Requirement:
Up to and including the line containing "describe, it, expect", set down each line of the entries below exactly, starting from the first, and leave out the rest.

━━━ Provided data

PR #368, opened 2026-08-01
Stop silently discarding rejected featured-release embeds

brandonlucasgreen:
## Summary
- A pasted featured-release embed that failed the domain allowlist was saved as `null` while the endpoint still returned `success: true`, so the artist edit page showed "Changes saved!" for an embed that had actually been discarded — only visible on reload.
- `sanitizeEmbed()` now returns a 400 with a clear error instead of silently saving `null` when a non-empty embed is rejected.
- `sanitizeEmbed()` also accepts a domain that matches one of the artist's own already-linked platforms (via a new `getOwnedLinkHostnames()` helper), so self-hosted embeds — like Faircamp, which has no single fixed domain — work once that platform is linked to the profile. The fixed `ALLOWED_EMBED_DOMAINS` allowlist for major platforms (Bandcamp, YouTube, Spotify, SoundCloud, Apple Music, Vimeo, Tidal) is unchanged.

## Test plan
- [x] Added `api/functions/__tests__/artist-profile-embed.test.ts` (8 tests) covering: trusted-platform acceptance, owned-hostname acceptance, https-only enforcement on owned hostnames, rejection of unrelated domains, and empty/malformed input.
- [x] `npm run test:api` — 385/385 passing
- [x] `npm run test:unit` — 492/492 passing
- [x] `npm run lint` — no new failures (pre-existing failures confirmed unchanged via `git stash` baseline)

### DIFF
--- a/api/functions/__tests__/artist-profile-embed.test.ts
+++ b/api/functions/__tests__/artist-profile-embed.test.ts
@@ -1,0 +1,50 @@
+import { describe, it, expect } from 'vitest';
+import { sanitizeEmbed } from '../artist-profile';
+
+// A rejected embed used to be saved as null and reported as a success, so a
+// pasted Faircamp/unsupported embed silently vanished on reload. These pin
+// down: trusted platforms still pass, an artist's own linked domain (e.g. a
+// self-hosted Faircamp site) is now accepted, and everything else is still
+// rejected rather than silently accepted.
+
+describe('sanitizeEmbed', () => {
+  it('accepts a Bandcamp embed', () => {
+    const html = '<iframe style="border: 0; width: 350px; height: 470px;" src="https://bandcamp.com/EmbeddedPlayer/album=123/size=large/" seamless></iframe>';
+    expect(sanitizeEmbed(html)).toContain('src="https://bandcamp.com/EmbeddedPlayer/album=123/size=large/"');
+  });
+
+  it('accepts a Spotify embed', () => {
+    const html = '<iframe src="https://open.spotify.com/embed/track/abc123" width="100%" height="152"></iframe>';
+    expect(sanitizeEmbed(html)).toContain('open.spotify.com');
+  });
+
+  it('rejects a self-hosted domain with no owned-link match', () => {
+    const html = '<iframe src="https://cult.example-artist.com/embed/release/"></iframe>';
+    expect(sanitizeEmbed(html)).toBeNull();
+  });
+
+  it('accepts a self-hosted domain that matches one of the artist\'s own links', () => {
+    const html = '<iframe src="https://cult.example-artist.com/embed/release/"></iframe>';
+    expect(sanitizeEmbed(html, ['cult.example-artist.com'])).toContain('cult.example-artist.com');
+  });
+
+  it('does not let an owned hostname bypass the https requirement', () => {
+    const html = '<iframe src="http://cult.example-artist.com/embed/release/"></iframe>';
+    expect(sanitizeEmbed(html, ['cult.example-artist.com'])).toBeNull();
+  });
+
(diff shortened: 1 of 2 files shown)


brandonlucasgreen (commented):
@brandonlucasgreen

Reviewed the full diff (2 files, +110/-5): `api/functions/artist-profile.ts` (the `sanitizeEmbed`/`getOwnedLinkHostnames` change plus the silent-null-to-400 fix) and the new `artist-profile-embed.test.ts`.

## Security

- **Auth/authorization**: No issues found — endpoint still requires `authenticateRequest`, profile ownership (`profile.user_id !== userId` → 403), and `profile.verified_at` (unchanged by this PR).
- **Input validation / unsafe defaults / data exposure — CONFIRMED**: `getOwnedLinkHostnames()` treats any URL the artist has ever listed as a profile "link" as a trusted, embeddable domain. Nothing in this codebase actually verifies that an artist *owns* a link's hostname — the "Update links" block a few lines down (~line 377 of the updated file) only checks that the URL parses as `http:`/`https:`, not domain ownership. Combined with `sanitizeEmbed` now accepting any `ownedHostnames` entry, and `getOwnedLinkHostnames` reading `body.links` from the *same request* when present, a verified/claimed artist account can submit one `PUT` with both a brand-new link (`{ platform: 'website', url: 'https://attacker.example' }`) and `featuredEmbed: '<iframe src="https://attacker.example/...">'`, and the embed passes validation and gets persisted to `featured_embed`. That's a complete bypass of the fixed `ALLOWED_EMBED_DOMAINS` allowlist this endpoint exists to enforce — it converts a curated, trusted-platform-only list into an artist-self-declared one, in a single request, with no review step. The public artist page then renders that iframe directly into the page — a much stronger trust signal than an outbound link (it's visually part of the unstream.stream page, i.e. phishing/clickjacking surface), which is exactly the risk class `ALLOWED_EMBED_DOMAINS` is meant to contain. Blast radius is bounded to claimed/verified profiles rather than anonymous users, but that's the same trust tier the allowlist was built to constrain.
  - Suggested fix: only treat a hostname as "owned" if it was already persisted *before* this request (drop or gate the `bodyLinks` same-request path), and/or require an actual ownership check (DNS/file verification, or manual review) before trusting a self-hosted domain for iframe embedding.
- **Secret handling**: No issues found.
- **Injection risks**: No issues found — no SQL/command construction changed; Supabase client calls remain parameterized.

## Regression

- **Changed assumptions — needs-manual-verification**: The comment "must match `api/functions/artist-profile.ts`" on `ALLOWED_EMBED_DOMAINS` in `api/edge/artist-page-static.ts` is now stale — that file's `isEmbedDomainAllowed` only checks the static list, not `ownedHostnames`. A self-hosted (Faircamp-style) embed this PR is meant to unlock will validate and save via `artist-profile.ts`, then likely fail `isEmbedDomainAllowed` in the edge renderer and not display — reproducing a variant of the exact "accepted but not shown" bug this PR sets out to fix, just moved from write-time to render-time. Worth confirming before merge.
- **Edge cases / null-empty behavior**: Confirmed handled correctly — empty/whitespace `featuredEmbed` still clears the embed (`embed` stays `null`) without hitting the new 400 path; covered by the new tests.
- **API contract drift**: New 400 `{ error: string }` response on a rejected non-empty embed is a behavior change from the prior always-200 response; worth a quick check that the web editor already surfaces this string (out of scope of this diff to confirm from the API side alone).
- **State transitions / off-by-one**: None of substance.

**Test coverage**: The new tests cover the intended owned-hostname behavior well but don't cover the same-request `bodyLinks`-supplies-a-brand-new-domain scenario above — worth adding a test asserting an embed is *not* accepted purely because it was submitted alongside a never-before-seen link in the same request, once the fix lands.

---

PR #369, opened 2026-08-01
Fix artist pages rendering two different UIs depending on entry point

brandonlucasgreen:
## Summary

`/a/:slug` and `/artist/:slug` had two renderers for one URL — the exact "two renderers for one URL" anti-pattern called out in CLAUDE.md and `docs/retros/UNS-100-bifurcation-retro.md`:

- **Direct load** (typed URL, bookmark, external link, page refresh): the `artist-page-static` edge function unconditionally served a hand-written static page — 640px container, bare header with no Login link or auth state.
- **Client-side navigation** (clicking an artist from `/artists` while already in the app): React Router matched the SPA's own `/a/:slug` route, rendering the real `ArtistPage.tsx` — wide (`max-w-4xl`) container, full `Header` with Login.

Same URL, two different UIs depending on how you arrived — which is exactly what was reported: opening `/a/kid-lightbulbs` directly gives a narrower page missing the Login link.

## Fix

`api/edge/og-metadata.ts` (the `/` route) already solves this correctly: it checks the User-Agent and only serves crawlers a static page, letting real browsers (and JS-executing indexing crawlers) fall through to the SPA via `context.next()`. This PR applies the same gate to `artist-page-static.ts`:

- Real browsers → `context.next()` → Netlify's SPA catch-all → `index.html` → React Router → the same `ArtistPage.tsx` a client-side click would render. Direct load and in-app navigation are now identical.
- Social crawlers (Facebook, Twitter, Slack, etc., which don't execute JS) and indexing crawlers (Googlebot, etc.) still get the fully-populated static HTML with real OG tags and JSON-LD — unchanged for SEO/link previews.

Extracted the shared bot-detection lists/helpers (previously duplicated only in `og-metadata.ts`) to `api/shared/crawler-detection.ts` so both edge functions share one implementation.

## Verification

`npm run dev` doesn't run edge functions, and `netlify dev` in this environment fails to bundle unrelated functions (`jose` resolution error, pre-existing). Verified instead by executing the real `artist-page-static.ts` handler with its Deno-only imports rewritten to local stubs (same technique as `scripts/preview-release-page.ts`), covering:

- Regular browser UA → falls through to SPA ✅
- No UA header → falls through to SPA ✅
- Googlebot UA → still gets full static HTML, contains artist name ✅
- `facebookexternalhit` UA → still gets full static HTML ✅

Also confirmed via `deno check --allow-import` that no new type errors were introduced (the 3 pre-existing `.abortSignal`/Supabase typing errors are unrelated and predate this change).

## Test plan

- [x] `npm run test:unit` — 492 passed
- [x] `npm run test:api` — 389 passed
- [x] `npm run lint` — no new errors (77 pre-existing, confirmed identical via stash baseline)
- [x] Manual handler execution confirms routing behavior for both human and crawler UAs
- [ ] Spot-check `/a/kid-lightbulbs` on the deploy preview to confirm the Login link and wide layout now appear on a direct load

### DIFF
--- a/api/edge/artist-page-static.ts
+++ b/api/edge/artist-page-static.ts
@@ -4,6 +4,7 @@ import { PLATFORMS } from "../shared/platform-registry.ts";
 import { isBandcampFriday } from "../shared/bandcamp-friday.ts";
 import { mainLinkDividerIndexes } from "../shared/link-dividers.ts";
 import { cheapestOfferSummary, formatReleaseDate } from "../shared/release-display.ts";
+import { isSocialCrawler, isIndexingCrawler } from "../shared/crawler-detection.ts";
 
 /**
  * How many releases to list before summarising the rest.
@@ -181,6 +182,16 @@ export default async function handler(request: Request, context: Context) {
     const slug = url.pathname.replace(/^\/(a|artist)\//, '').replace(/\/$/, '');
 
     if (!slug) return context.next();
+
+    // Real browsers get the SPA, same as a client-side <Link> navigation from /artists would
+    // render — so a direct load and an in-app click produce the same UI (see
+    // docs/retros/UNS-100-bifurcation-retro.md). Only crawlers, which either can't run JS
+    // (social previews) or benefit from content that doesn't wait on a client fetch (indexing),
+    // get this static render.
+    const userAgent = request.headers.get('user-agent');
+    if (!isSocialCrawler(userAgent) && !isIndexingCrawler(userAgent)) {
+      return context.next();
+    }
 
     const supabaseUrl = Deno.env.get("SUPABASE_URL");
     const supabaseKey = Deno.env.get("SUPABASE_SERVICE_KEY");
--- a/api/edge/og-metadata.ts
+++ b/api/edge/og-metadata.ts
@@ -1,51 +1,5 @@
 import { Context } from "https://edge.netlify.com";
-
-// Social media crawler user agents (for OG tag previews only)
-const SOCIAL_CRAWLER_USER_AGENTS = [
-  'facebookexternalhit',
-  'Facebot',
-  'Twitterbot',
-  'LinkedInBot',
-  'Pinterest',
-  'Slackbot',
-  'TelegramBot',
-  'WhatsApp',
-  'Discordbot',
-  'Applebot',
-  'Mastodon',
-  'Pleroma',
-  'Misskey',
-  'Akkoma',
-  'Pixelfed',
-  'PeerTube',
-  'Lemmy',
-  'Bluesky',
-  'bsky.app',
-  'redditbot',
-];
-
-// Indexing crawlers (need actual page content, not just OG tags)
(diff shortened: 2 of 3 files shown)


brandonlucasgreen (commented):
@brandonlucasgreen Automated staff-eng review of this PR (security + regression pass).

**Scope reviewed:** `api/edge/artist-page-static.ts`, `api/edge/og-metadata.ts`, `api/shared/crawler-detection.ts` (the full diff — no other open PRs).

## Security

- **Auth/authorization** — not applicable; no auth/session logic touched.
- **Input validation** — `confirmed`, no risk. `User-Agent` is only read and matched with case-insensitive `.includes()` to pick a control-flow branch (`context.next()` vs. static render). It is never reflected into HTML, logs, or a query, so there's no injection surface here.
- **Secret handling** — unchanged; `SUPABASE_SERVICE_KEY` usage is untouched by this diff.
- **Injection risks** — none introduced. All existing output in the untouched parts of the file still goes through `escapeHtml`/`isEmbedDomainAllowed`.
- **Unsafe defaults** — `plausible`, low severity, pre-existing pattern (not new to this PR): both crawler lists match on a simple substring, so any client can spoof e.g. `User-Agent: Googlebot` to force the Supabase-backed render path (up to 4 queries) instead of the free SPA passthrough. Since this route was *unconditional* before this PR (every request already hit Supabase), the change is a net reduction in exposure, not an increase — flagging for awareness only, not blocking.
- **Data exposure** — none. Static and SPA paths render the same public artist data.

## Regression

- **Changed assumption (intended)** — direct-loaded `/a/:slug` and `/artist/:slug` requests from real browsers now fall through to the SPA instead of getting the static HTML. This is the fix and matches the PR description.
- **Edge case: missing `User-Agent`** — a request with no UA header now falls through to the SPA (previously got the static page). Test plan calls this out as intentional; worth a quick sanity check that no internal tooling, health checks, or legacy clients relied on the old no-UA static-page response.
- **Edge case: `needs-manual-verification`** — a few entries in `SOCIAL_CRAWLER_USER_AGENTS` (`WhatsApp`, `Applebot`, `Pinterest`) are known to also appear in real end-user in-app-browser UAs, not just the bot that fetches link previews. If a human taps a link inside one of those apps and the UA contains the same substring, they'd get the static/narrow page again — reproducing the exact bug this PR fixes, just for a different UA class. Worth a real tap-test from WhatsApp/Pinterest on the deploy preview before calling this fully closed.
- **Test coverage gap** — `plausible`, minor: `isSocialCrawler`/`isIndexingCrawler` moved into a new shared module now used by two routes, but no dedicated unit test was added for the module itself. A regression here now has 2x blast radius; a small test would be cheap insurance.
- **Off-by-one / state transitions / API contract drift** — none found. Handler is stateless per-request and the crawler-facing response is byte-identical to before.

Overall: small, well-scoped diff, and the manual UA-matrix verification in the description is solid. Nothing here blocks merge.


---

PR #1133, opened 2016-02-03
Distributor cluster profiles

ramonsmits:
Based on feedback by @SimonCropp I now mention the distributor profiles for both versions earlier than V4.3 and after. Also changed the title as this document is about the distributor.


nservicebus/scalability-and-ha/deploying-to-a-windows-failover-cluster.md
```diff
@@ -137,6 +145,9 @@ The first thing you should do is to make sure that the worker servers have [uniq
 
 Set up your worker processes on all worker servers (not the cluster nodes!) as windows services, but instead of using `NServiceBus.MSMQDistributor`, use `NServiceBus.MSMQWorker` profile instead.
 
+NOTE: Please use profiles **NServiceBus.Distributor** and **NServiceBus.Worker** when using NServiceBus earlier then V4.3
```
SimonCropp: i would prefer two headings here. "version x and higher" and "version x and lower". and explain the profiles in each

SimonCropp:
@ramonsmits if this page is specific to the distributor can u move it to exist under http://docs.particular.net/nservicebus/scalability-and-ha/distributor/

SimonCropp:
@ramonsmits r u still working on this?

SzymonPobiega:
@ramonsmits Shoiuld we have a similar page describing how to make a single non-distributor endpoint HA? Or maybe extract the *clustered service* part. Because I think it sometimes makes sense to get the HA without the need for throughput scale out.

SimonCropp:
@ramonsmits if u no longer think this is required i will delete the PR.

PR #1158, opened 2016-02-09
Flipping the Raven configuration options order

DavidBoike:
Starting with the most esoteric option (because it's what the code looks for first) is just wrong. It's like giving your down-the-street neighbor directions to your house via the North Pole.


DavidBoike:
@Particular/documentation please review.

Tried to get rid of me/you type language along the way as well, but couldn't cover whole document in time I had available.

PR #1170, opened 2016-02-12
Documented the new SendOptions and ReplyOptions APIs.

SzymonPobiega:


SimonCropp:
@SzymonPobiega any reason why we would not add equivalents snippets for earlier versions where supported?

SzymonPobiega:
oversight. Let me correct that.

SimonCropp:
@SzymonPobiega thanks. other than that this is good to merge.

SzymonPobiega:
@SimonCropp I've added missing snippets but could not find a way to override the `reply to` for V4 and previous.

Issue #1177, opened 2016-02-15
Documenting 'TransportDefinition` and its extensions


hmemcpy:
Connects to https://github.com/Particular/PlatformDevelopment/issues/682.

With https://github.com/Particular/NServiceBus/pull/3025, `ConfigureTransport` was renamed to `TransportDefinition`. In terms of doco, there exists a [sample](http://docs.particular.net/samples/custom-transport/) that shows how to build a custom transport using the new API.

Question(s):
1. Should `TransportDefinition` be explicitly documented?
2. Should this change appear in the upgrade guide? If so, where?

weralabaj:
I think we should create a page similar to what we have for persistence http://docs.particular.net/nservicebus/persistence/authoring-custom and add all the details there.
In upgrade guide we can mention both links, but IMHO that content is not relevant for most users, so no point in including details in the upgrade guide for everybody.

SzymonPobiega:
OK, since we don't have currently doco on writing a custom transport, should we
 * document new V6 APIs
 * document how to upgrade a transport from V5 to V6
 * both?

indualagarsamy:
@SimonCropp @hmemcpy @SzymonPobiega - What do we want to do here? I see that we've merged a PR on ConfigureTransport where we're pointing user to a sample. Is that good enough?

SzymonPobiega:
I'd say we should at least document the V6 APIs. Ideally there should be a migration guide but I am not sure if it is doable given all the other high priority tasks. I tried to create such a guide while upgrading the EventStore transport from 5 to 6 and the biggest issue I found was `IDequeueMessages` to `IPushMessages` transition. These interfaces are very different and I ended up copying MSMQ implementation of message pump and removing the MSMQ bits rather than adjusting the existing EventStore impl. 

Maybe way to document this should be to create an in-memory transport that shows the mechanics of a message pump?

weralabaj:
IMO the sample is not enough, so either we extend sample description or create another doco with important considerations. We have some initial guidance for authoring persistence http://docs.particular.net/nservicebus/persistence/authoring-custom, but that could be improved too.

Considering priority - would it make sense to get in touch with people who maintain community transports and persistences first? Wouldn't they wait for at least beta or first release before updating their projects?

weralabaj:
Issue related to https://github.com/Particular/PlatformDevelopment/issues/682.

weralabaj:
[...]

PR #1179, opened 2016-02-15
Adding note about deprecating ConfigureTransport

hmemcpy:
Added this in the upgrade guide. Please see #1177 if anything else should be added.


SimonCropp:
That sample does not show how to transition from one to the other so it is not sufficient as it stands

SimonCropp:
@hmemcpy any thoughts on this?

hmemcpy:
@SimonCropp well, we didn't have any doco/sample on the previous API, I thought to add this to the upgrade guide in case any of the downstreams use the old class. Do you think we should provide a sample for v5 as well?

SimonCropp:
i am calling doco bankruptcy on the old transport doco and merging this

━━━━━━

Your solution:
PR #368, opened 2026-08-01
Stop silently discarding rejected featured-release embeds

brandonlucasgreen:
## Summary
- A pasted featured-release embed that failed the domain allowlist was saved as `null` while the endpoint still returned `success: true`, so the artist edit page showed "Changes saved!" for an embed that had actually been discarded — only visible on reload.
- `sanitizeEmbed()` now returns a 400 with a clear error instead of silently saving `null` when a non-empty embed is rejected.
- `sanitizeEmbed()` also accepts a domain that matches one of the artist's own already-linked platforms (via a new `getOwnedLinkHostnames()` helper), so self-hosted embeds — like Faircamp, which has no single fixed domain — work once that platform is linked to the profile. The fixed `ALLOWED_EMBED_DOMAINS` allowlist for major platforms (Bandcamp, YouTube, Spotify, SoundCloud, Apple Music, Vimeo, Tidal) is unchanged.

## Test plan
- [x] Added `api/functions/__tests__/artist-profile-embed.test.ts` (8 tests) covering: trusted-platform acceptance, owned-hostname acceptance, https-only enforcement on owned hostnames, rejection of unrelated domains, and empty/malformed input.
- [x] `npm run test:api` — 385/385 passing
- [x] `npm run test:unit` — 492/492 passing
- [x] `npm run lint` — no new failures (pre-existing failures confirmed unchanged via `git stash` baseline)

### DIFF
--- a/api/functions/__tests__/artist-profile-embed.test.ts
+++ b/api/functions/__tests__/artist-profile-embed.test.ts
@@ -1,0 +1,50 @@
+import { describe, it, expect } from 'vitest';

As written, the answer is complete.